-- Records to use follows --

PR #1427, opened 2022-07-04
Make Cache dependency optional

Hanmac:
## Changelog

```markdown
### Changed
- Make Cache dependency optional
```


src/Admin/BaseBlockAdmin.php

-- Records to use concluded --

◆ **Activity**
Give the data back in full, matching it character for character.

◆ **Reply to the task**
PR #1427, opened 2022-07-04
Make Cache dependency optional

Hanmac:
## Changelog

```markdown
### Changed
- Make Cache dependency optional
```


src/Admin/BaseBlockAdmin.php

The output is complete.